[Saved data entries]
Issue #3907, opened 2019-03-15
Please extend the README 'running' section to suggest keeping xwayland installed


SjonHortensius:
As a new user of wayland using sway it is tempting to remove xorg-server-xwayland as it seems like a minor and optional compatibility layer. However, as #2965 and other issues prove (I have been bitten by this as well) - most applications (including `dmenu`, `sway` itself and `termite`) do not function if xwayland is not installed (unless explicitly configured - which is counter-intuitive). I would suggest to extend the "Running" section of the README on the frontpage with:

> You will probably want to have xwayland installed, since most wayland applications will not start without it

c-edw:
This is something you can send a PR for. That way you can phrase it however you see fit.

emersion:
Yeah, please send a PR.

SjonHortensius:
Sure, I just wanted to gauge the sentiment first. :)

PR #3922, opened 2019-03-17
Update README - append hint to keep xwayland installed when running sway

SjonHortensius:
as discussed in #3907, many wayland-native apps refuse to run (unless
configured as such) without having xwayland installed. This can confuse
new users who might be tempted to remove anything xorg related - only to
end up with a broken wayland setup

### DIFF
--- a/README.md
+++ b/README.md
@@ -70,4 +70,6 @@ Run `man 5 sway` for information on the configuration.
 ## Running
 
 Run `sway` from a TTY. Some display managers may work but are not supported by
-sway (gdm is known to work fairly well).
+sway (gdm is known to work fairly well). You will probably want to have xwayland
+installed, since most wayland applications (including dmenu and sway) will not
+start without it.


c-edw:
Correct me if I'm wrong, but you've used a translation tool for this, yes? I'm sure not what the procedure is supposed to be but most of the time I see people just updating the English `README.md` and then those changes eventually trickle down to the translated versions. It would be nice if somebody could clarify this.

SjonHortensius:
> Correct me if I'm wrong, but you've used a translation tool for this, yes?

Yes, and I've reverse-checked a few to confirm it wasn't total gibberish.

> I'm sure not what the procedure is supposed to be but most of the time I see people just updating the English README.md and then those changes eventually trickle down to the translated versions.

I checked for any rules or guidance on this, but found none. I did find that the [last change](https://github.com/swaywm/sway/commit/3fca8b8d22ee51a934fa3b8704c5aee8a5de7689) appeared to do mass-edits to all translated READMEs as well.

> A lot of the translations right now are outdated and might just lead to further confusion. Maybe we should discuss this.

Maybe a related issue could be created to discuss how to do this in the future? It would make sense to have a list of contributors per language who would be responsible for updating their part of the docs once changes are made.

ddevault:
We don't accept machine translations. Stick to updating the english readme.

SjonHortensius:
I've pushed another commit - but I'm pretty sure [others have been updating a few readme's as well](https://github.com/swaywm/sway/commit/3fca8b8d22ee51a934fa3b8704c5aee8a5de7689) for languages they don't fully understand ;)

README.md
```diff
@@ -70,4 +70,6 @@ Run `man 5 sway` for information on the configuration.
 ## Running
 
 Run `sway` from a TTY. Some display managers may work but are not supported by
-sway (gdm is known to work fairly well).
+sway (gdm is known to work fairly well). You will probably want to have xwayland
+installed, since most wayland applications (including dmenu and sway) will not
```
Emantor: dmenu is not a wayland application

SjonHortensius: Thanks - I actually mentioned `dmenu` here because it is included in the default configuration. I'll rewrite it

ddevault:
Removing text from READMEs in other languages is fine, it's adding new text that's the problem :smile:

README.md
emersion: It's not that most Wayland apps won't start without it. It's just that if you don't want Xwayland, you need to explicitly state it in your config file.

ddevault:
I think I'd rather not bother explaining this here - not to mention that this PR still hasn't been updated to meet the criteria for merge. Thanks, though.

» **What the task requires**: Once more, write out the records above, exactly as they stand.

» **Exercise output**:
Issue #3907, opened 2019-03-15
Please extend the README 'running' section to suggest keeping xwayland installed


SjonHortensius:
As a new user of wayland using sway it is tempting to remove xorg-server-xwayland as it seems like a minor and optional compatibility layer. However, as #2965 and other issues prove (I have been bitten by this as well) - most applications (including `dmenu`, `sway` itself and `termite`) do not function if xwayland is not installed (unless explicitly configured - which is counter-intuitive). I would suggest to extend the "Running" section of the README on the frontpage with:

> You will probably want to have xwayland installed, since most wayland applications will not start without it

c-edw:
This is something you can send a PR for. That way you can phrase it however you see fit.

emersion:
Yeah, please send a PR.

SjonHortensius:
Sure, I just wanted to gauge the sentiment first. :)

PR #3922, opened 2019-03-17
Update README - append hint to keep xwayland installed when running sway

SjonHortensius:
as discussed in #3907, many wayland-native apps refuse to run (unless
configured as such) without having xwayland installed. This can confuse
new users who might be tempted to remove anything xorg related - only to
end up with a broken wayland setup

### DIFF
--- a/README.md
+++ b/README.md
@@ -70,4 +70,6 @@ Run `man 5 sway` for information on the configuration.
 ## Running
 
 Run `sway` from a TTY. Some display managers may work but are not supported by
-sway (gdm is known to work fairly well).
+sway (gdm is known to work fairly well). You will probably want to have xwayland
+installed, since most wayland applications (including dmenu and sway) will not
+start without it.


c-edw:
Correct me if I'm wrong, but you've used a translation tool for this, yes? I'm sure not what the procedure is supposed to be but most of the time I see people just updating the English `README.md` and then those changes eventually trickle down to the translated versions. It would be nice if somebody could clarify this.

SjonHortensius:
> Correct me if I'm wrong, but you've used a translation tool for this, yes?

Yes, and I've reverse-checked a few to confirm it wasn't total gibberish.

> I'm sure not what the procedure is supposed to be but most of the time I see people just updating the English README.md and then those changes eventually trickle down to the translated versions.

I checked for any rules or guidance on this, but found none. I did find that the [last change](https://github.com/swaywm/sway/commit/3fca8b8d22ee51a934fa3b8704c5aee8a5de7689) appeared to do mass-edits to all translated READMEs as well.

> A lot of the translations right now are outdated and might just lead to further confusion. Maybe we should discuss this.

Maybe a related issue could be created to discuss how to do this in the future? It would make sense to have a list of contributors per language who would be responsible for updating their part of the docs once changes are made.

ddevault:
We don't accept machine translations. Stick to updating the english readme.

SjonHortensius:
I've pushed another commit - but I'm pretty sure [others have been updating a few readme's as well](https://github.com/swaywm/sway/commit/3fca8b8d22ee51a934fa3b8704c5aee8a5de7689) for languages they don't fully understand ;)

README.md
```diff
@@ -70,4 +70,6 @@ Run `man 5 sway` for information on the configuration.
 ## Running
 
 Run `sway` from a TTY. Some display managers may work but are not supported by
-sway (gdm is known to work fairly well).
+sway (gdm is known to work fairly well). You will probably want to have xwayland
+installed, since most wayland applications (including dmenu and sway) will not
```
Emantor: dmenu is not a wayland application

SjonHortensius: Thanks - I actually mentioned `dmenu` here because it is included in the default configuration. I'll rewrite it

ddevault:
Removing text from READMEs in other languages is fine, it's adding new text that's the problem :smile:

README.md
emersion: It's not that most Wayland apps won't start without it. It's just that if you don't want Xwayland, you need to explicitly state it in your config file.

ddevault:
I think I'd rather not bother explaining this here - not to mention that this PR still hasn't been updated to meet the criteria for merge. Thanks, though.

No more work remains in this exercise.